_DESCRIPTION OF THE TASK_. Find the line that contains "Simple clean up, avoiding" in the entries below. Write out that line and all that follow it, unchanged and alone.

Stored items
──────

PR #4983, opened 2022-10-26
review: refactor: use putIfAbsent in TypeNameScope

SirYwell:
Simple clean up, avoiding unnecessary `containsKey` calls


slarse (approved):
Thanks @SirYwell, LGTM!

──────

_RESULT_.
Simple clean up, avoiding unnecessary `containsKey` calls


slarse (approved):
Thanks @SirYwell, LGTM!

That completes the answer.